The End of Overeating?

My weight is coming down a bit. I've been able to be a bit more intentional about my eating lately, which surely has helped. Oddly, I've taken the last 2 weeks off from running because my right Achilles tendon was sore. Last night was the first time I had run in over 2 weeks, and my weight was already down 2 pounds by then. It's encouraging, but I want to see more movement than this.

I am reading a new book called "The End of Overeating" by David Kessler. It's a promising title...too promising, of course, but the premise is basically that America's overeating problem is (at least partly) caused by the manipulation by the food industry of the proportions of sugar, salt and fat in foods we commonly eat. The author argues that certain proportions of these basic ingredients trigger our brains to eat beyond our satiety. The book seeks to explain how we lose control over our eating, and promises to reveal how we can regain it. (I am thinking the answer will be in preparing more of our own foods, from scratch.) It is interesting. I'm not sure it's going to tell me a lot that I didn't already know, but even reading about overeating helps me be more conscious about what I do, so even that helps.

From the outset, this book reiterates what recent research has confirmed over and over: that we gain weight because we eat too much. It's such a simple idea, but we have fought the idea for a long time. I fought it, before I had WLS. Now I realize that I did eat more than I realized, even if the amount I ate might not cause another person to gain weight. It wasn't massive amounts, but it doesn't take much of a calorie excess to cause a lot of weight gain over time.

The book also talks in the beginning about the "setpoint" theory, that our bodies naturally maintain a certain weight range and somehow that setpoint gets messed up in people who are overweight. In fact, the author states, the setpoint, or homeostasis range, is only one factor in our weight. A lot of other things happen that override our body's weight homeostasis, and when we gain a lot of weight and then try to lose it, our setpoint often gets moved a little higher than it was before. We've all noticed that in our yo-yo cycles in the past. We blame it on dieting. It might be the actual weight gain that causes it, not the diet that revealed that changed setpoint.

I'm still fighting this seeming "setpoint" that I have reached of about 170 pounds.

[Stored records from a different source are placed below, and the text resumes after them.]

Issue #142, opened 2017-08-30
Add compatibilty with Laravel 5.5


michellaurent:
There is a breaking change in illuminate/view 5.5.

`Interface 'Illuminate\View\Engines\EngineInterface' not found`

https://github.com/illuminate/view/commit/4c38e3b6ba6325bb1a23a379cc32e9751ec5b536

`use Illuminate\View\Engines\EngineInterface;` should be replaced with
`use Illuminate\Contracts\View\Engine as EngineInterface;` in 
* TightenCo\Jigsaw\View\BladeMarkdownEngine
* TightenCo\Jigsaw\View\MarkdownEngine

PR #143, opened 2017-08-30
Fix https://github.com/tightenco/jigsaw/issues/142

hyperized:
Fixes https://github.com/tightenco/jigsaw/issues/142

### DIFF
--- a/composer.json
+++ b/composer.json
@@ -23,9 +23,9 @@
         }
     },
     "require": {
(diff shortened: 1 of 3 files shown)


damiani:
Looks good...could you update the versions of the Illuminate dependencies in `composer.json` to `^5.5`? Then this should be good to go.

hyperized:
@damiani done :)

My body seems to want to stay here. Interestingly, it's exactly where my surgeon said I would land. But I could easily stand to lose another 20 lbs, and even 10 would make me happy. As tempting as it is to try to get there quickly through a "diet", I am resisting this urge, partly because I was always a terrible dieter, and partly because I want a more lasting weight loss. So I still work on this every day.

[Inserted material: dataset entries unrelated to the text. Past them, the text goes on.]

PR #144, opened 2017-08-31
Escape blade braces as well

mattstauffer:
Using tokens and `<?=` (we could replace that with `<?php echo` i guess if we want) to avoid the braces of one replacement getting replaced again by the next.

It's *possible* it's overkill to use BOTH php echo to avoid this problem AND merging the PHP open tag issue with the blade tag replacement issue like I did here. I'm open the the suggestion of trying to   separate the PHP replacement back out to its own method if we wanted.

It looks like I may have broken some sort of newline thing here. @damiani can you suss out what I broke there from looking at the snapshots?

### DIFF
--- a/src/Handlers/MarkdownHandler.php
+++ b/src/Handlers/MarkdownHandler.php
@@ -75,23 +75,21 @@ class MarkdownHandler
 
     private function getEscapedMarkdownContent($file)
     {
-        $markdownFileContent = $this->escapePhpOpenTags($file->getContents());
+        $content = str_replace('<?php', "__PHP_OPEN__", $file->getContents());
 
         if ($file->getFullExtension() == 'md') {
-            $markdownFileContent = $this->escapeAtSymbolInMarkdown($markdownFileContent);
+            $content = str_replace(
+                ['{{', '}}', '{!!', '!!}', '@'],
+                ['__OPEN_CURLIES__', '__CLOSE_CURLIES__', '__OPEN_DANGER__', '__CLOSE_DANGER__', '__LONE_AT__'],
+                $content
+            );
         }
 
-        return $markdownFileContent;
-    }
-
-    private function escapePhpOpenTags($content)
-    {
-        return str_replace("<?php", "<{{'?php'}}", $content);
-    }
-
-    private function escapeAtSymbolInMarkdown($content)
-    {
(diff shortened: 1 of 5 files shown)


src/Handlers/MarkdownHandler.php
```diff
@@ -75,23 +75,21 @@ function ($path) use ($pageData, $layout) {
...
-    }
-
-    private function escapeAtSymbolInMarkdown($content)
-    {
-        return str_replace("@", "{{'@'}}", $content);
+        return str_replace(
+            ['__OPEN_CURLIES__', '__CLOSE_CURLIES__', '__OPEN_DANGER__', '__CLOSE_DANGER__', '__LONE_AT__', '__PHP_OPEN__'],
+            ["<?= '{{' ?>", "<?= '}}' ?>", "<?= '{!!' ?>", "<?= '!!}' ?>", "<?= '@' ?>", "<?= '<?php' ?>"],
+            $content
+        );
```
damiani: I think this would be a little cleaner:

```php
private function getEscapedMarkdownContent($file)
{
    $replacements = ["<?php" => "<{{'?php'}}"];

    if ($file->getFullExtension() == 'md') {
        $replacements = array_merge([
            "@" => "{{'@'}}",
            "{{" => "@{{",
            "{!!" => "@{!!",
        ], $replacements);
    }

    return strtr($file->getContents(), $replacements);
}
```

- we don't need to worry about closing `}}` or `!!}`, since Blade won't care about those if the opening braces aren't present
- using `strtr` allows us to avoid the intermediate `__TOKEN__` dance, since `strtr` won't process a value twice
- since the goal is to set the markdown up to be correctly processed by Blade, I feel like using Blade's `{{` for echoing and `@` for escaping fits better than resorting to `<?= ... ?>`

As for the newline issue, it seems that using Blade to replace the PHP open tag via `<{{'?php'}}` handles newlines correctly, whereas replacing it with `<?= '<?php' ?>` squashes the newline if present. I didn't dig into why, but I figure if the Blade method is parsing it correctly, we might as well stick with that.

mattstauffer: 👌🏻 I'll pull it down and test it. Thanks!

mattstauffer:
@damiani updated and ready for review again (it's 100% your code now lol)

PR #765, opened 2026-02-13
Add output markdown option

nicodevs:
In this AI era, many websites offer a *Markdown* version of their pages using the same URL with a `.md` extension (like this: [https://laravel.com/docs/12.x/ai-sdk.md](https://laravel.com/docs/12.x/ai-sdk.md)) to make them easier for LLMs to consume.

This PR adds a collection option to Jigsaw to automatically generate these `.md` files.

## Usage

In `config.php`:

```diff
  'collections' => [
      'posts' => [
          'path' => 'blog/{filename}',
+          'output_markdown' => true,
      ],
  ],
```

This produces both `blog/my-post/index.html` (or `blog/my-post.html`) and `blog/my-post.md` for each collection item.

`output_markdown=true` is in fact a shortcut of the longer config options, which are detailed below:

```php
'output_markdown' => ['title_as_h1' => true, 'table_of_contents' => true]
```

## Title as H1

By default, the title of the resource is used as the level-one heading in the generated Markdown. For this resource:

```md
---
title: How to Install Jigsaw
---

Hello! Today...
```

…the output will be:

```md
# How to Install Jigsaw

Hello! Today...
```

If the user does not want this behavior, they can opt out by setting:

```php
'output_markdown' => ['title_as_h1' => false],
```

## Table of Contents

Additionally, by default, the body headings are parsed to build a table of contents at the top of the generated Markdown. For example, given the following document:

```md
---
title: Test
---

## Introduction

This is the intro.

## Installation

You can install the Laravel AI SDK via Composer.
```

The output will be:

```md
# Test

- [Introduction](#introduction)
- [Installation](#installation)

<a name="introduction"></a>
## Introduction

This is the intro.

<a name="installation"></a>
## Installation

You can install the Laravel AI SDK via Composer.
```

If the user does not want this behavior, they can opt out by setting:

```php
'output_markdown' => ['table_of_contents' => false],
```

## Implementation Details

When `output_markdown` is enabled, `CollectionItemHandler` now returns two `OutputFile` instances to the build output: the original file and a raw Markdown version.

To add the title and the table of contents to the markdown we have a new class, `﻿PlainMarkdownBuilder`.

No new dependencies are introduced.

> [!NOTE]
> Note for reviewers: many of the listed “Files changed” reflect linting-only modifications.

### DIFF
--- a/src/Handlers/CollectionItemHandler.php
+++ b/src/Handlers/CollectionItemHandler.php
@@ -5,8 +5,8 @@ namespace TightenCo\Jigsaw\Handlers;
 use Illuminate\Support\Arr;
 use Illuminate\Support\Collection;
 use Illuminate\Support\Str;
-use TightenCo\Jigsaw\File\OutputFile;
 use TightenCo\Jigsaw\Builders\PlainMarkdownBuilder;
+use TightenCo\Jigsaw\File\OutputFile;
 use TightenCo\Jigsaw\Parsers\FrontMatterParser;
 
 class CollectionItemHandler
--- a/src/Providers/CollectionServiceProvider.php
+++ b/src/Providers/CollectionServiceProvider.php
@@ -2,6 +2,7 @@
 
 namespace TightenCo\Jigsaw\Providers;
 
+use TightenCo\Jigsaw\Builders\PlainMarkdownBuilder;
 use TightenCo\Jigsaw\Collection\CollectionPaginator;
 use TightenCo\Jigsaw\CollectionItemHandlers\BladeCollectionItemHandler;
 use TightenCo\Jigsaw\CollectionItemHandlers\MarkdownCollectionItemHandler;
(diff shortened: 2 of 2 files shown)


tests/CollectionItemTest.php
```diff
@@ -245,6 +245,103 @@ public function collection_item_page_metadata_contains_modified_time()
...
+        $config = collect(['collections' => [
+            'collection' => [
+                'path' => 'collection/{filename}',
+                'output_markdown' => true,
+            ],
+        ]]);
+
+        $yaml_header = implode("\n", ['---', 'extends: _layouts.collection_item', 'section: content', '---']);
+
+        $files = $this->setupSource([
```
tonysm: I think `setupSource` is deprecated, right? We should use `createSource` instead

nicodevs: Yeah, I followed the rest of the codebase. Perhaps we need to change all occurrences of `setupSource` in another PR, agree?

On the school front...I have 10 1/2 months left and I am very happy about that. The hardest part is behind me. It's nice to realize that by this time next year I will be graduated and will already have taken (and hopefully passed) my boards. We are finishing up our bioethics class next week. It's been a very interesting class. Then we will take Law and Medicine in July. Meanwhile, we are working about 30 hours/week in the OR. Tonight I am on from 3-11, which should be in OB rather than the OR--placing labor epidurals and providing anesthesia for C-sections. I enjoy OB anesthesia, and I also enjoy not getting up at 5am.

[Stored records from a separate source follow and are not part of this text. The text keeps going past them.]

PR #769, opened 2026-02-24
Optimize manifest loading.

midnight-wonderer:
I use Vite for image hash generation, too.
It would be great if `manifest.json` wasn't read repeatedly during the build.
So, I've implemented static caching for the manifest content.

I am thinking of making an appointment to see the surgeon sometime this summer, just to check in and make sure everything is okay. I don't know if I need a fill or not. Sometimes I think I do, sometimes I don't. Since it's been over a year since my last appointment, I should go in either way.

Hope everyone is enjoying the summer!

1 comment:

Diz said...

Sounds like an interesting read. At least ur aware of what u eat. Also sounds like ur learning some cool stuff.